Manticore doesn't store text exactly as it is for full-text searching. Instead, it breaks the text into words (called tokens) and builds several internal structures to enable fast full-text searches. These structures include a dictionary that helps quickly check if a word exists in the index. Other structures track which documents and fields contain the word, and even where exactly in the field it appears. These are all used during a search to find relevant results.

The process of splitting and handling text like this is called tokenization. Tokenization happens both when adding data to the index and when running a search. It works at both the character and word level.

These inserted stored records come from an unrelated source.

PR #2212, opened 2025-01-22
DIS 250: Fixed Usage Tables Not Aggregating Data Properly

LeoStoyanovByWater:
- Added a unique composite index on `(userAgentId, year, month, instance)` for `usage_by_user_agent`.
- Added `$usageByUserAgent->find(true)` before incrementing request counters.
- Added `$usageByIPAddress->find(true)` in various files before DB updates.
- Added update call in `bootstrap.php` to update IP Address request counter.

To test:
1. Open Aspen in a browser or local environment. Click around the site to accumulate user requests.
2. Query the tables to see that before the patch, numerous rows would be created for the same user/IP.
3. Once this patch is applied, the same (user/IP, month, year) row as before should change (e.g., accumulate requests).

### DIFF
--- a/code/web/interface/themes/responsive/Greenhouse/ajaxScheduledUpdateDetails.tpl
+++ b/code/web/interface/themes/responsive/Greenhouse/ajaxScheduledUpdateDetails.tpl
@@ -14,11 +14,11 @@
 		</div>
 		<div class="col-sm-3">
 			<strong>{translate text='Date Scheduled' isAdminFacing=true}</strong>
-			<div class="row"><div class="col-sm-12">{$updateScheduled}</span></div></div>
+			<div class="row"><div class="col-sm-12">{$updateScheduled|date_format:"%D %T"}</span></div></div>
 		</div>
 		<div class="col-sm-3">
 			<strong>{translate text='Date Ran' isAdminFacing=true}</strong>
-			<div class="row"><div class="col-sm-12">{if $updateRan}{$updateRan}{else}{translate text='Not Yet Ran' isAdminFacing=true}{/if}</div></div>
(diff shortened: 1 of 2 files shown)


code/web/Action.php
```diff
@@ -117,6 +117,8 @@ protected function forbidAPIAccess()
 		try{
 			$usageByIPAddress->numBlockedApiRequests++;
 			if (SystemVariables::getSystemVariables()->trackIpAddresses) {
+                // This will match that specific IP/year/month/instance row.
```
mdnoble73: @LeoStoyanovByWater it looks like this is using incorrect indenting. Can you correct to use tabs?

code/web/Action.php
```diff
@@ -117,6 +117,8 @@ protected function forbidAPIAccess()
...
+                $usageByIPAddress->find(true);
```
mdnoble73: @LeoStoyanovByWater this search will need to be done before the number of blocked requests is incremented

install/aspen.sql
```diff
@@ -5732,7 +5732,7 @@ CREATE TABLE `usage_by_user_agent` (
   `numRequests` int(11) NOT NULL DEFAULT 0,
   `numBlockedRequests` int(11) NOT NULL DEFAULT 0,
   PRIMARY KEY (`id`),
-  KEY `userAgentId` (`userAgentId`,`year`,`instance`,`month`)
+  UNIQUE KEY `userAgentId` (`userAgentId`,`year`,`instance`,`month`)
```
mdnoble73: These changes need to be done with a database update rather than by simply modifying the default database

mdnoble73 (changes requested):
In addition to the inline updates requested, this will also need a function in the database updates to aggregate all the existing rows prior to making the unique key

PR #2213, opened 2025-01-22
DIS 250: Fixed Usage Tables Not Aggregating Data Properly

LeoStoyanovByWater:
- Added a unique composite index on (userAgentId, year, month, instance) for usage_by_user_agent.
- Added $usageByUserAgent->find(true) before incrementing request counters.
- Added $usageByIPAddress->find(true) in various files before DB updates.
- Added update call in bootstrap.php to update IP Address request counter.

To test:
1. Open Aspen in a browser or local environment. Click around the site to accumulate user requests.
2. Query the tables to see that before the patch, numerous rows would be created for the same user/IP.
3. Once this patch is applied, the same (user/IP, month, year) row as before should change (e.g., accumulate requests).


kylemhall:
Could you also prefix all the commit messages in this pull request with "DIS 250: "? Thanks!

code/web/Action.php
```diff
@@ -114,7 +114,9 @@ protected function forbidAPIAccess()
 		$aspenUsage->blockedApiRequests++;
 		$aspenUsage->update();
 		global $usageByIPAddress;
-		try{
+		try {
```
mdnoble73, line 117: @LeoStoyanovByWater this should not be needed after your change in bootstrap that will load the row by default.

code/web/bookcover.php
```diff
@@ -27,6 +27,8 @@
 	}
 	if (SystemVariables::getSystemVariables()->trackIpAddresses) {
 		if ($usageByIPAddress->id) {
+			// This will match that specific IP/year/month/instance row.
```
mdnoble73: @LeoStoyanovByWater this also should not be needed if we are looking for the correct row in bootstrap where $usageByIPAddress was initialized

code/web/bootstrap.php
```diff
@@ -178,6 +180,7 @@
 }
 $usageByIPAddress->lastRequest = time();
 $usageByIPAddress->numRequests++;
+$usageByIPAddress->update();
```
mdnoble73: What is the update doing here. Are you finding cases where the usage was not being incremented?

code/web/index.php
```diff
@@ -1029,6 +1029,8 @@
 
 	if (SystemVariables::getSystemVariables()->trackIpAddresses) {
 		if ($usageByIPAddress->id) {
+			// This will match that specific IP/year/month/instance row.
+			$usageByIPAddress->find(true);
```
mdnoble73: The find has already been done as part of bootstrap (which is what sets the id). This should not be needed.

code/web/index.php
```diff
@@ -1592,6 +1594,8 @@ function trackSpammyRequest() {
 				$ipAddress->update();
 			}
 		}
+		// This will match that specific IP/year/month/instance row.
```
mdnoble73: This lookup is also part of bootstrap so does not need to be repeated

code/web/sys/AspenError.php
```diff
@@ -183,6 +183,8 @@ function handleAspenError() {
 			try {
 				if (SystemVariables::getSystemVariables()->trackIpAddresses) {
 					if ($usageByIPAddress->id) {
+						// This will match that specific IP/year/month/instance row.
```
mdnoble73: This is already done in bootstrap so does not need to be repeated

code/web/sys/DBMaintenance/version_updates/25.02.00.php
```diff
@@ -67,6 +67,39 @@ function getUpdates25_02_00(): array {
...
+				// 4) Re-insert aggregated rows into original table.
+				"INSERT INTO usage_by_user_agent
+				 SELECT userAgentId, year, month, instance, totalRequests, totalBlocked
+				 FROM usage_by_user_agent_temp",
+
+				// 5) Drop the temp table.
+				"DROP TABLE usage_by_user_agent_temp",
+
+				// 6) Finally add the unique index
+				"ALTER TABLE usage_by_user_agent
```
mdnoble73, line 98: We should also drop the original index here so we don't have 2 duplicate keys, one unique and one non-unique

mdnoble73 (changes requested):

code/web/sys/DBMaintenance/version_updates/25.02.00.php
```diff
@@ -67,6 +67,40 @@ function getUpdates25_02_00(): array {
...
+						SUM(numBlockedRequests) AS totalBlocked
+				 FROM usage_by_user_agent
+				 GROUP BY userAgentId, year, month, instance",
+
+				// 3) Clear out original table.
+				"TRUNCATE TABLE usage_by_user_agent",
+
+				// 4) Re-insert aggregated rows into original table.
+				"INSERT INTO usage_by_user_agent
+				 SELECT userAgentId, year, month, instance, totalRequests, totalBlocked
```
mdnoble73: @LeoStoyanovByWater this fails because the columns are numRequests and numBlockedRequests rather than totalRequests and totalBlocked. Those were just temporary column names when you filled the temp table initially.

mdnoble73 (changes requested):

install/aspen.sql
```diff
@@ -5732,7 +5732,7 @@ CREATE TABLE `usage_by_user_agent` (
   `numRequests` int(11) NOT NULL DEFAULT 0,
   `numBlockedRequests` int(11) NOT NULL DEFAULT 0,
   PRIMARY KEY (`id`),
-  KEY `userAgentId` (`userAgentId`,`year`,`instance`,`month`)
+  UNIQUE KEY `userAgentId` (`userAgentId`,`year`,`instance`,`month`)
```
mdnoble73, line 5735: In the future you don't need to modify aspen.sql, that gets built automatically with a script.

mdnoble73 (approved):

PR #2216, opened 2025-01-28
DIS-219: Filter Hold Requests

AlexanderBlanchardAC:
https://aspen-discovery.atlassian.net/jira/software/c/projects/DIS/boards/2?search=219&selectedIssue=DIS-219


code/web/release_notes/25.02.00.MD
```diff
@@ -125,6 +125,9 @@
 - Eliminate the time portion of display dates from Aspen Open Archives search results (DIS-242) (*JStaub*)
 
 //alexander
+### Holds Updates
```
mdnoble73, line 128: @AlexanderBlanchardAC this needs the ticket number in parenthesis before your initials for each change.

mdnoble73 (changes requested):
Can you fix release notes? Also the name of the Pull Request should be DIS-219 Filter hold requests with the dash so that Jira can link properly. 

Thanks

code/web/release_notes/25.02.00.MD
AlexanderBlanchardAC: Sorry Mark, missed that. Updated the release notes.

mdnoble73 (changes requested):
Hi Alexander, 
This development does not follow the design patterns that are already established within Aspen with regards to Linked Accounts. In other locations we have the ability to select the active Linked User or all are shown. This type of filter should follow that pattern. 

The input to seelect which user to select should be above the tabs (Libby, Boundless, Physical, etc).  so that it applies to all tabs without the user having to reselect as they move between tabs and so they don't need to set it for available vs. pending separately. 

This functionality should also be included in checked out titles for consistency. 

Let me know if you have questions or want to discuss more. 

- Mark

AlexanderBlanchardAC:
> Hi Alexander, This development does not follow the design patterns that are already established within Aspen with regards to Linked Accounts. In other locations we have the ability to select the active Linked User or all are shown. This type of filter should follow that pattern.
> 
> The input to seelect which user to select should be above the tabs (Libby, Boundless, Physical, etc). so that it applies to all tabs without the user having to reselect as they move between tabs and so they don't need to set it for available vs. pending separately.
> 
> This functionality should also be included in checked out titles for consistency.
> 
> Let me know if you have questions or want to discuss more.
> 
> * Mark

Hi Mark, 
Please could I have an example of where we filter by linked users so I know what I am aiming at?
Thanks, 
Alexander

mdnoble73:
Look for cases that use the switch-linked-user-form.tpl template. It looks like we deprecated most of those cases, but that allows the user to change back and forth between which account is active. By default you would want to show all accounts so you would likely need to extend the template to optionally include all accounts.

AlexanderBlanchardAC:
> Look for cases that use the switch-linked-user-form.tpl template. It looks like we deprecated most of those cases, but that allows the user to change back and forth between which account is active. By default you would want to show all accounts so you would likely need to extend the template to optionally include all accounts.

Cheers Mark, 
The partner wants to be able to see the holds of multiple accounts at once, while also filtering out the holds of some linked users which would mean changing this form to use multiselect, is that going to cause issues in the RosenLevelUp or if any of the depreicated use cases are reinstated in the future?

mdnoble73:
Do you have more information on the request, there isn't a lot of info in the Jira ticket. Is the use case that I want to see my holds as well as the holds of my child, but not the holds for my partner?

If that is the case, having filters at the top where patrons could choose the accounts they want to see (rather than select the ones to hide) would be better. Similar to what we do for materials requests. Then they would default to seeing all accounts in this case.

AlexanderBlanchardAC:
> Do you have more information on the request, there isn't a lot of info in the Jira ticket. Is the use case that I want to see my holds as well as the holds of my child, but not the holds for my partner?
> 
> If that is the case, having filters at the top where patrons could choose the accounts they want to see (rather than select the ones to hide) would be better. Similar to what we do for materials requests. Then they would default to seeing all accounts in this case.

Hi Mark, 
Yes, that use case would be correct. I have added a specification PDF to the Jira ticket. (I will update this tomorrow to the new filtering logic - include rather than hide).

AlexanderBlanchardAC:
Hi Mark, I have moved the filter to the top of the page and reversed the logic so that it filters in rather than filtering out. By default the page shows the holds of the main user and all linked users. I have been asked to open a separate ticket for adding this functionality to checked out titles.

PR #2219, opened 2025-01-29
DIS-192: Native Events (Part 1 - admin interface for adding events)

Abhyastamita:
- Added new permissions for events (some of which don't do anything yet)
- Added new settings options to administer Event Fields, Event Field Sets, Event Types, and Events
- Added new tables: event, event_event_field, event_field, event_field_set, event_field_set_field, event_instance, event_type, event_type_library, event_type_location
- Added Is Valid Event Location option to sublocation (but this doesn't do anything yet)
- This is very much a work in progress and lots of things don't work correctly yet (permissions, rules for being able to delete things, some form behavior, and importantly the events don't do anything yet once you add them).  But a user should be able to:
  - create events fields
  - add them to an event field set
  - pick one of the fields sets to use while adding an event type
  - create an event and use one of the event types and see all the correct options based on the event type/field set/fields they already set up
  - Choose a recurrence pattern for the event (e.g. 3rd Wednesdays of every month) and have event instances generated on the correct dates for that recurrence pattern
  - View and manage the event instances created for each event


Abhyastamita:
- Added indexer and record driver. 
- Also added System Variable setting to enable and disable Aspen Events.  
- Started renaming Native Events to Aspen Events and reorganized the admin menu to separate out Aspen Events from the other third party events settings.  
- Uploaded event covers now display on the event record, however there are still some changes that need to be made for this - one is that uploaded files should get renamed so they don't overwrite each other.

mdnoble73 (approved):

PR #2220, opened 2025-02-01
DIS-309: Filter student checkout report by system

NashvillePublicLibrary:


code/web/interface/themes/responsive/Report/studentReport.tpl
```diff
@@ -241,15 +242,62 @@
 		</table>
 		<script type="text/javascript">
 			{literal}
-				$(document).ready(function(){
-					$('#studentReportTable').tablesorter({
-						widgets: ["filter"],
-						widgetOptions: {
-							filter_hideFilters : false,
-							filter_ignoreCase: true
+			$(document).ready(function() {
```
mdnoble73, line 245: @NashvillePublicLibrary tablesorter based filtering does not work well if there is more than one page of results and can be a bit slow with a large number of results. It does not look like the report can have multiple pages so that doesn't seem to be an issue. I'm not sure how many rows normally exist within the table. 

This could also be implemented similarly to the showOverdueOnly filter, but this approach should work as well based on my understanding of your use case

NashvillePublicLibrary: @mdnoble73 The Student Report as-is will only render one page. It usually contains hundreds of records.

I wanted to use tablesorter rather than an approach that makes an additional call to the CarlX database for end-user speed sake.

I don't think you mention anything above that should stop my PR from being accepted. If a change is actually needed, just tell me again!

mdnoble73: Nope nothing blocking merge, just wanted to point out some of the potential pros/cons.

mdnoble73 (approved):

PR #2257, opened 2025-02-21
Dis 239 evergreen username and email update

Chloe070196:
Enable patrons to update their Evergreen username and email address on Aspen Discovery.

Jira ticket: [DIS-239](https://aspen-discovery.atlassian.net/browse/DIS-239)


code/web/Drivers/Evergreen.php
```diff
@@ -778,11 +778,69 @@ function changeHoldPickupLocation(User $patron, $recordId, $itemToUpdateId, $new
...
+		 * is incorrect.) However, a successful update will always result
+		 * in the "payload" property being set to 1. Check for this instead.
+		*/
+		$responseData = json_decode($apiResponse, true);
+		$success = isset($responseData['payload']) && $responseData['payload'][0] == 1;
+		return $success;
+	}
+
+
+	private function isDuplicateUserName($username):bool {
```
mdnoble73, line 837: @Chloe070196 This will only look at users that have logged into Aspen before which will still mean the username within Evergreen can be duplicated.

code/web/Drivers/Evergreen.php
```diff
@@ -778,11 +778,69 @@ function changeHoldPickupLocation(User $patron, $recordId, $itemToUpdateId, $new
...
+		global $aspen_db;
+		$condition = "ils_username=" . "'" . $username . "'";
```
mdnoble73, line 839: @Chloe070196 this has a potential SQL injection. You should use the standard data object methods with the count function

mdnoble73 (changes requested):

PR #2259, opened 2025-02-21
DIS-401: Added Sierra Statgroup Parameter to API Payment Requests

LeoStoyanovByWater:
Added `statgroup` parameter to Sierra API payment requests using active branch location, library's main location, or patron's home library as per configuration.

This was tested on a production server with a partner who requested the change. Follows [Sierra's API documentation](https://www.saclibrarycatalog.org/iii/sierra-api/swagger/index.html#!/patrons/Pay_a_patron_s_fines_put_28).


code/web/Drivers/Sierra.php
```diff
@@ -1912,6 +1912,12 @@ public function completeFinePayment(User $patron, UserPayment $payment) {
 			'payments' => [],
 		];
 
+		// Use patron's home location stat group by default.
+		$homeLocation = $patron->getHomeLocation();
```
mdnoble73: @LeoStoyanovByWater this should respect the libraryToUseForPayments System Variable. Some libraries prefer to have the payments tracked to the active catalog rather than the patron home library.

ghost: From looking around, my best guess was to use the location singleton's active location for the "Active Catalog."

code/web/Drivers/Sierra.php
```diff
@@ -1912,6 +1912,32 @@ public function completeFinePayment(User $patron, UserPayment $payment) {
...
+
+		if ($systemVariables && $systemVariables->libraryToUseForPayments == 1) {
+			// Get active library location using the singleton pattern.
+			$activeLocation = $locationSingleton->getActiveLocation();
+			global $logger;
+			if ($activeLocation) {
+				$paymentLocation = $activeLocation;
+				$logger->log("Using active catalog location {$activeLocation->code} for payments.", Logger::LOG_NOTICE);
+			} else {
+				$paymentLocation = $patron->getHomeLocation();
```
mdnoble73, line 1948: activeLocation will not be set unless the patron is inside a branch (based on IP) or at a branch specific URL. In that case we should look at the global $library and get the default location for the library (based on main location if one is set or first location sorted alphabetically)

mdnoble73 (changes requested):

mdnoble73 (approved):

PR #2260, opened 2025-02-21
DIS-197 Prefer ILS Description

LiYanjun19:
Add system preference for "Prefer ILS Description" in Grouped Work Display settings. With this preference selected, grouped work records will display ILS Description over other eContent Description. 

Test plan:
1. Find a record that has eContent and physical records 
2. Apply this pull request 
3. Force Reindex the record in staff view 
4. Go to system administration > Grouped Work Display Settings > Prefer ILS Description
5. Between the changes of record description display in Search Results and Grouped Work page, with "Prefer ILS Description" on/off


LiYanjun19:
Tho I added the ils_description related code in AnodeAPI.php and SearchAPI.php, for the consistency of the description in different cases, I doubt if it's necessary to add them in there.

code/web/services/API/SearchAPI.php
```diff
@@ -3338,7 +3343,11 @@ function searchLite() : array {
 					$items[$recordKey]['author'] = $record['author_display'];
 					$items[$recordKey]['image'] = $configArray['Site']['url'] . '/bookcover.php?id=' . $record['id'] . '&size=medium&type=grouped_work';
 					$items[$recordKey]['language'] = $record['language'][0];
-					$items[$recordKey]['summary'] = $record['display_description'];
+					if ($library->getGroupedWorkDisplaySettings()->preferIlsDescription == 1) {
```
mdnoble73: @LiYanjun19 do we need logic here if there is no ils_description? I.e. records only owned within an eContent collection that do not have physical titles attached?

code/web/services/API/SearchAPI.php
```diff
@@ -2792,7 +2793,11 @@ function getAppSearchResults(): array {
 					$format = $format . ' - ' . $ccode;
 				}
 
-				$summary = utf8_encode(trim(strip_tags($item['display_description'])));
+				if ($library->getGroupedWorkDisplaySettings()->preferIlsDescription == 1) {
```
mdnoble73: @LiYanjun19 do we need logic here if there is no ils_description? I.e. records only owned within an eContent collection that do not have physical titles attached?

code/web/services/API/AnodeAPI.php
```diff
@@ -148,7 +149,9 @@ function getAnodeGroupedWorks($result, $branch) {
 				if (!isset($groupedWorkRecord['image'])) {
 					$groupedWork['image'] = '/bookcover.php?id=' . $groupedWork['id'] . '&size=medium&type=grouped_work';
 				}
-				if (isset($groupedWorkRecord['display_description'])) {
+				if ($library->getGroupedWorkDisplaySettings()->preferIlsDescription == 1 && isset($groupedWorkRecord['ils_description'])) {
```
mdnoble73: @LiYanjun19 do we need logic here if there is no ils_description? I.e. records only owned within an eContent collection that do not have physical titles attached?

code/reindexer/src/org/aspen_discovery/reindexer/AbstractGroupedWorkSolr.java
```diff
@@ -1230,6 +1231,15 @@ void addKeywords(HashSet<String> keywords) {
 		this.keywords.addAll(keywords);
 	}
 
+	void addIlsDescription(String description) {
```
mdnoble73: @LiYanjun19 we probably want to preserve the functionality to check the format category to prefer the "Books" format category and the longest description. That way the audiobook or playaway doesn't take precedence over the book. Right now the first record would always take precedence.

mdnoble73 (changes requested):

mdnoble73 (approved):

PR #2264, opened 2025-02-24
DIS-192: Aspen Events reporting, Calendar display and printing improvements

Abhyastamita:
- Switched Aspen Events to use minutes instead of hours.  This includes a database update to multiply existing event lengths by 60, but this might not be necessary if no one has been using Aspen Events yet.
- Fixed indexer bug that prevented full indexing from taking place because it was set to find events after the event date cutoff instead of before.
- Fixed bug that was preventing creating new events if they didn't have a sublocation.
- Added Event Reports, which is a graph that displays event hours over time and can be filtered in a variety of ways.
- Added option to display event calendar by week instead of by month.  Updated all event indexers and event schema to index event_week in the same way they already index event_month, year, etc.
- Made improvements to calendar CSS for printing so that the full calendar should be displayed on a single page with appropriate font-sizes for the paper side.  Printing with landscape orientation should always yield a calendar view.  Printing with portrait orientation may yield more of an agenda or list view, which skips dates that have no events to save space.  
  - Calendar printing should probably be tested with a variety of browsers and with a real printer.  I used Print to PDF and tested in Chrome, Firefox, and Safari, all on a Mac, but it wouldn't surprise me if there are different, less ideal results with different different computers and configurations.
- Added new setting, Calendar Display Settings, which so far only allows a user with 'Print Calendars with Header Images' to upload a header image for printing calendars.  If somebody with this permission views the event calendar, they will be able to see the header image and it will be included and sized appropriately when they print.


code/web/interface/themes/responsive/Events/calendar.tpl
```diff
@@ -1,10 +1,19 @@
 {strip}
+{if !empty($loggedIn) && in_array('Print Calendars with Header Images', $userPermissions)}
+	<div class="calendar-header-image">
+		<img src="{if !empty($headerImage)}{$headerImage}{/if}" alt="{translate text=$headerAlt inAttribute=true isPublicFacing=true}" title="{translate text=$headerAlt inAttribute=true isPublicFacing=true}" id="calendar-header">
```
mdnoble73: headerAlt needs a check to make sure it isn't empty (which it will be until calendar settings are created)

code/web/interface/themes/responsive/DataObjectUtil/duration.tpl
```diff
@@ -0,0 +1,27 @@
...
+<fieldset class="form-inline">
+	<div class="form-group col-sm-6">
+		<label for='{$propName}_hours'>
+			Hours:
+		</label>
+		<input type="number" name='{$propName}_hours' id='{$propName}_hours' min='0' class='form-control duration-input' {if !empty($property.required) && (empty($objectAction) || $objectAction != 'edit')}required{/if} {if !empty($property.readOnly)}readonly disabled{/if} {if !empty($property.autocomplete)}autocomplete="{$property.autocomplete}"{/if} value="{$hours}">
+	</div>
+	<div class="form-group col-sm-6">
+		<label for='{$propName}_minutes'>
+			Minutes:
```
mdnoble73: Let's translate this and remove the trailing colon

code/web/interface/themes/responsive/DataObjectUtil/duration.tpl
```diff
@@ -0,0 +1,27 @@
+{strip}
+{assign var=hours value= (int) ($propValue / 60)}
+{assign var=minutes value=$propValue % 60}
+<fieldset class="form-inline">
+	<div class="form-group col-sm-6">
+		<label for='{$propName}_hours'>
+			Hours:
```
mdnoble73: Let's translate this and remove the trailing colon

code/web/services/Events/EventGraphs.php
```diff
@@ -0,0 +1,273 @@
...
+
+		$dataSeries = [];
+		$columnLabels = [];
+		$userHours = new EventInstance();
+		$userHours->selectAdd();
+		$userHours->whereAdd("event_instance.deleted = 0");
+		$userHours->whereAdd("event_instance.status = 1"); // Exclude cancelled events
+		if (!empty($query) || !empty($fields)) {
+			$eventField = new EventEventField();
+			foreach ($fields as $key => $value) {
```
mdnoble73, line 150: If we're building this query dynamically we need to make sure there isn't a possibility of sql injection

code/web/services/Events/Calendar.php
```diff
@@ -158,18 +215,38 @@ function launch() {
...
+				break;
+			} else if (!$useWeek && $dayNum > $maxDay) {
 				break;
 			}
 		}
 		$interface->assign('weeks', $weeks);
 
-		$this->display('calendar.tpl', 'Events Calendar ' . $formattedMonthYear, '');
+		$headerImage = $this->getHeaderImage();
+		if (!empty($headerImage)) {
```
mdnoble73: We might want to assign these explicitly to blank if there isn't a header?

mdnoble73 (changes requested):

Abhyastamita:
Thanks Mark!  Should be fixed now.

mdnoble73 (approved):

Character-level tokenization

At the character level, only certain characters are allowed. This is controlled by the charset_table. Any other characters are replaced with a space (which is treated as a word separator). The charset_table also supports things like turning characters into lowercase or replacing one character with another. It can also define characters to be ignored, blended, or treated as a phrase boundary.

Word-level tokenization

At the word level, the engine uses the min_word_len setting to decide the minimum word length (in characters) that should be indexed.

Manticore also supports matching words with different forms. For example, to treat "car" and "cars" as the same word, you can use morphology processors.

If you want different words to be treated as the same—for example, "USA" and "United States" — you can define them using the word forms feature.

Handling common and noisy words

Very common words (like "the", "and", "is") can slow down searches and increase index size. You can filter them out using stop words. This can make searches faster and the index smaller.

A more advanced filtering method is bigrams, which creates special tokens by combining a common word with an uncommon one. This can significantly speed up phrase searches when common words are involved.

HTML content

If you're indexing HTML, it's usually best not to include the HTML tags in the index, since they add a lot of unnecessary content. You can use HTML stripping to remove the tags, but still index certain tag attributes or skip specific elements entirely.

Token length limit

Keep in mind that Manticore has a maximum token length of 42 characters. Any word longer than this will be truncated. This limit applies during both indexing and searching, so it's important to ensure your data and queries account for it.